Showing weed in a realistic way is pretty much key when creating a series which stoners want to watch after their hard day of doing nothing or working like everybody else.
What remains a little bit unclear is how the viewer gets the “addiction-factor” that every successful series seems to have. Will it be a show that generally lives of its funny moments and creates a nice family atmosphere around it, so more sitcom-style or are there tragic events that life usually throws upon people living it?
Maybe Amazon follows the recent tendencies towards “Dramedy”, a balanced composition of comedy and drama. This would certainly be better for the viever, the addiction-factor, and Amazon Prime. If you haven’t been busy your entire live, you know how binge watching works.
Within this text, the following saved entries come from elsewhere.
PR #591, opened 2022-03-30
2022 05 did you mean url params

dlrice:
## Purpose
Generic approach to load any form field data from the URL (similar way as we do currently with accession). Works with Peptide Search's server params with the exception of taxonomy. Created [jira](https://www.ebi.ac.uk/panda/jira/browse/TRM-27685) for validation more generally.

## Approach

- Iterate through all default values and look first for url params, then state values, and finally use default if neither of these are there
- Alignment forms:
  - Check if the user is at an alignment location before fetching accessions
  - Dispatch message if user provides both ids and sequence in 

## Testing
Added more unit tests

## Checklist

### DIFF
--- a/src/tools/hooks/__tests__/useInitialFormParameters.spec.tsx
+++ b/src/tools/hooks/__tests__/useInitialFormParameters.spec.tsx
@@ -79,12 +79,13 @@ describe('useInitialFormParameters: Align', () => {
 describe('useInitialFormParameters: Peptide Search', () => {
   it('should return defaultAlignFormValues and peps, lEQi, spOnly from url parameters', () => {
     const peps = 'ABCDEF';
-
+    const lEQi = 'on';
+    const spOnly = 'off';
     const { result } = customRenderHook(
       defaultPeptideSearchFormValues,
       queryString.stringifyUrl({
         url: LocationToPath[Location.PeptideSearch],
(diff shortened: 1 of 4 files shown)


src/tools/hooks/__tests__/useInitialFormParameters.spec.tsx
```diff
@@ -6,53 +6,106 @@ import axios from 'axios';
...
+  state?: unknown
+) {
+  const history = createMemoryHistory();
+  if (path) {
+    history.push(path, state);
+  }
+  return renderHook(() => useInitialFormParameters(defaultFormValues), {
+    wrapper: ({ children }) => <Router history={history}>{children}</Router>,
+  });
+}
```
aurel-l, line 29: Should that be with, or near, the customRender helper? I'm wondering if there are other hooks that are tested in a similar way and that need to be wrapped in react-router's logic

aurel-l (approved):

src/tools/hooks/__tests__/useInitialFormParameters.spec.tsx
dlrice: Good idea, moved this up with the other test helpers. Look OK?

aurel-l (approved):

PR #592, opened 2022-04-06
2022 05 did you mean initial component

dlrice:
## Purpose
Create a `DidYouMean` component

## Approach

- Created `DidYouMean` which is provided to `NoResultsPage` via a new optional `message` prop.
- Left align of content agreed with @MarijaLuu
- Fetch other namespace suggestions with `fetchData`
- When loading of other namespace suggestions takes longer than 3s display "Sorry no results". 
- Created `searchLocations` to go from `Namespace` to the search location.

## Testing
Created unit test

## Checklist

### DIFF
--- a/src/shared/components/results/DidYouMean.tsx
+++ b/src/shared/components/results/DidYouMean.tsx
@@ -12,32 +12,46 @@ import {
 // TODO: delete line and file if not needed
 // import styles from './styles/did-you-mean.module.scss';
 
-type Props = {
+type SuggestionSentenceProps = {
+  suggestions: Suggestion[];
+  namespace: SearchableNamespace;
+};
+
+const SuggestionsSentence = ({
+  suggestions,
+  namespace,
+}: SuggestionSentenceProps) => (
+  <>
+    {suggestions.map(({ query }, i, a) => [
+      (i > 0 && i < a.length - 1 && ', ') || (i === a.length - 1 && ' or '),
+      <a href="#" key={query}>
+        {query}
+      </a>,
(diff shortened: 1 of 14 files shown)


src/shared/components/results/DidYouMean.tsx
```diff
@@ -0,0 +1,177 @@
...
+            namespace: currentNamespace as SearchableNamespace,
+          },
+        ]
+      : []),
+    ...otherNamespaceSuggestions,
+  ];
+
+  return (
+    <Message level="info" className={styles['did-you-mean-message']}>
+      <h4>Sorry, no results were found!</h4>
```
aurel-l, line 156: This is the only heading on this page, so it should be a h1, with a classname of `small` if we want to keep the size of a h4

src/shared/components/results/DidYouMean.tsx
```diff
@@ -0,0 +1,171 @@
...
+                suggestions={suggestions}
+                namespace={namespace}
+                key={namespace}
+              />
+            ))}
+          </ul>
+        </div>
+      )}
+      Can&apos;t find what you are looking for? Please{' '}
+      <Link to={LocationToPath[Location.ContactGeneric]}>contact us</Link>
```
aurel-l, line 166: It would need to pass the referrer to the contact page. Do check how it's done in other places in the codebase.

If you want, have a think about how to avoid having to remember to add the referrer everytime we link to the contact page page.

aurel-l (approved):

PR #595, opened 2022-04-09
process the search string as passed by the user to do common useful cleanup

aurel-l:
## Purpose & approach
https://www.ebi.ac.uk/panda/jira/browse/TRM-27749 -> trim the input search
https://www.ebi.ac.uk/panda/jira/browse/TRM-27722 -> replaceAll special keywords to uppercase

## Testing
Manual checks

## Checklist

### DIFF
--- a/src/shared/components/search/SearchContainer.tsx
+++ b/src/shared/components/search/SearchContainer.tsx
@@ -104,6 +104,14 @@ export const cannotQueryMessages = {
     'Filtering Align results is not possible as all of its sequences constitute the alignment.',
 };
 
+const reSearchSpecialWords = /(^| )(or|and|not) /gi;
+const rawQueryClean = (raw: string) =>
+  raw
+    // "     app " -> "app"
+    .trim()
+    // "not app and human oR whatever" -> "NOT app AND human OR whatever"
+    .replaceAll(reSearchSpecialWords, (match) => match.toUpperCase()) || '*';
+
 type Props = {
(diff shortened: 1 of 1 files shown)


src/shared/components/search/SearchContainer.tsx
```diff
@@ -104,6 +104,14 @@ export const cannotQueryMessages = {
     'Filtering Align results is not possible as all of its sequences constitute the alignment.',
 };
 
+const reSearchSpecialWords = /(^| )(or|and|not) /gi;
+const rawQueryClean = (raw: string) =>
+  raw
+    // "     app " -> "app"
+    .trim()
```
dlrice, line 111:
```suggestion
    .trim()
    .replace(/\s+/g, ' ');
```
I don't think multiple spaces would ever need to be preserved in a query?

src/shared/components/search/SearchContainer.tsx
```diff
@@ -104,6 +104,14 @@ export const cannotQueryMessages = {
...
+    // "not app and human oR whatever" -> "NOT app AND human OR whatever"
+    .replaceAll(reSearchSpecialWords, (match) => match.toUpperCase()) || '*';
```
dlrice, line 113:
```suggestion
    .replace(reSearchSpecialWords, (match) => match.toUpperCase()) || '*';
```
Thinking that as it's a global search `replace` will be sufficient

dlrice (approved):

PR #600, opened 2022-04-19
variant section

aurel-l:
## Purpose
Variant section changes.
 - https://www.ebi.ac.uk/panda/jira/browse/TRM-26326 (filtering)
 - https://www.ebi.ac.uk/panda/jira/browse/TRM-26279 (filtering)
 - https://www.ebi.ac.uk/panda/jira/browse/TRM-27440 (filtering)
 - https://www.ebi.ac.uk/panda/jira/browse/TRM-27565 (content, changes)
 - https://www.ebi.ac.uk/panda/jira/browse/TRM-27566 (content, changes)
 - https://www.ebi.ac.uk/panda/jira/browse/TRM-26989 (content, missing data)
 - https://www.ebi.ac.uk/panda/jira/browse/TRM-27720 (content, missing data)

## Approach
=> dump every piece of data I could find either in the visible or the hidden rows
 - Display more content in the table
 - Display more "less critical" content in the collapsible row
 - Hook the visualisation filter events to the table content
 - Change EvidenceTag logic in order to render arbitrary URLs that are in the variant evidences instead of trying to generate it
 - Make the sequence changes wrap when too many aa

## Testing
 - Manual testing on P05067 (lots of variants from multiple sources), P61812 (long change at position 229-414), and P61812.
 - Update mock with more data to render more content and call more of the corresponding logic

## Checklist

### Notes
 - When there are a lot of variants, the variation section is now one of the heaviest section to render, even more so now that we render more things. Its visible content needs to be findable through Ctrl-F so there is not an obvious way to render less. The filtering is quite heavy in processing, but only happens on click.
   - Filtering by default for UniProt-reviewed might help in some case, but the whole data needs to be downloaded, parsed, then aditionally filtered (but not rendered if filtered out), so not an obvious improvement either
   - The nightingale logic and filtering could be improved
 - Observations about the variation endpoint in the Proteins API:
   - `begin` and `start` always the same
   - `alternativeSequence`, `mutatedType`, and `variant` (almost) always the same
     - except when `variant` is `*` in which case the others are undefined
   - `evidences` `url` fields always have an extra space at the start


src/uniprotkb/components/protein-data-views/VariationView.tsx
```diff
@@ -90,60 +181,89 @@ const VariationView = ({
...
+                      {i !== 0 && <br />}
+                      {id}
+                    </Fragment>
+                  ))}
+                </td>
+                <td>{position}</td>
+                <td className={styles.change}>
+                  {variantFeature.wildType}
+                  {'>'}
+                  {variantFeature.alternativeSequence || <em>missing</em>}
```
dlrice, line 228: Does `missing` imply something biologically or is it just no data? I ask as it's not immediately clear if it means there's a deletion or no data.

src/uniprotkb/components/protein-data-views/VariationView.tsx
```diff
@@ -90,60 +181,89 @@ const VariationView = ({
...
+                    new Set(variantFeature.xrefs.map((xref) => xref.id))
+                  ).map((id, i) => (
+                    <Fragment key={id}>
+                      {i !== 0 && <br />}
+                      {id}
+                    </Fragment>
+                  ))}
+                </td>
+                <td>{position}</td>
+                <td className={styles.change}>
```
dlrice, line 225: I wonder if a tooltip or help document link would be useful to here to explain the various symbols (eg `*`, `-`)

src/uniprotkb/components/protein-data-views/VariationView.tsx
aurel-l: I don't remember with one it is, I think we had a look in a past website meeting, and the examples we say all happened to be marked as `del` in other fields. In any case, Maria asked to display `missing` in these cases.

src/uniprotkb/components/protein-data-views/VariationView.tsx
aurel-l: Do you think it should be added to the https://beta.uniprot.org/help/variant article? We would need a curator to phrase it correctly from a biological point of view

src/uniprotkb/components/protein-data-views/VariationView.tsx
dlrice: Looking at this they have `Consequence: inframe deletion` which makes me think we should use the lowercase `d` to indicate this but it is instead placed on the `*` line which also has things like `Consequence: stop gained`

Screenshot 2022-04-19 at 14 43 05

aurel-l: I'm not sure what to do to be honest, because the visualisation puts it to the "*" line and I'm not sure what the reason behind it was.
Do we have an example where a variant ends up on the "d" line? In which case we would be able to compare the data behind it

dlrice: Seems the `d` line isn't used. I've looked at a dozen entries with loads of variants but the `d` line is never occupied. Maybe this issue should be included in the variants refactor post-release.

dlrice (approved):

AMAZON IS LATE, NBC AND OTHERS WERE QUICKER
It’s not necessarily criticism when saying that Amazon is kind of the last one who jumps on the train of producing a stoner series. Others were quicker and the concept of putting weed in a family context is not very revolutionary. We have seen this before.
When thinking about the mainstream series Weeds, where single mother Nancy Botwin tries to put food on the family table by selling “Milf-weed”, one gets reminded that a lack of authenticity can be poison for a stoned audience. Having fake weed plants on the set might be legally the safest way to display them but it’s a smack in the face for every true cannabis connoisseur.
NBC now has the series “Buds” in their development cycle of 2015/2016. It is also a stoner comedy series about a pot dispensary in the US, featuring Parks and Recreation co-star Adam Scott. It’s not clear why there are two big series in the pipeline who kind of try to tell the same story: Weed is legal in many states of the US and gets sold and smoked by more or less normal people.
CONCLUSION
It will be interesting to see if Amazon manages to learn from the mistakes of others and create a series that is authentic on the one side, but unrealistically funny on the other side. This is a big challenge that Amazon and other companies of the entertainment industry are facing when trying to persuade an audience that is stoned and highly critical at the same time.
The fact that Margarete Cho is executive producer of Highland and actively supports the legalisation of cannabis, gives reason to believe that this show will most likely be a success among non-stoners, and stoners. What would be very refreshing for the sophisticated viewer if producers would risk a little more, especially when putting together the concept for a new show.
How about a college dropout from Colorado who tries to make it in Europe by using his knowledge about cannabis to create one of the largest (illegal) cannabis production facilities on earth? Just to put an idea out there that is less mainstream, less family, and a little bit more exciting.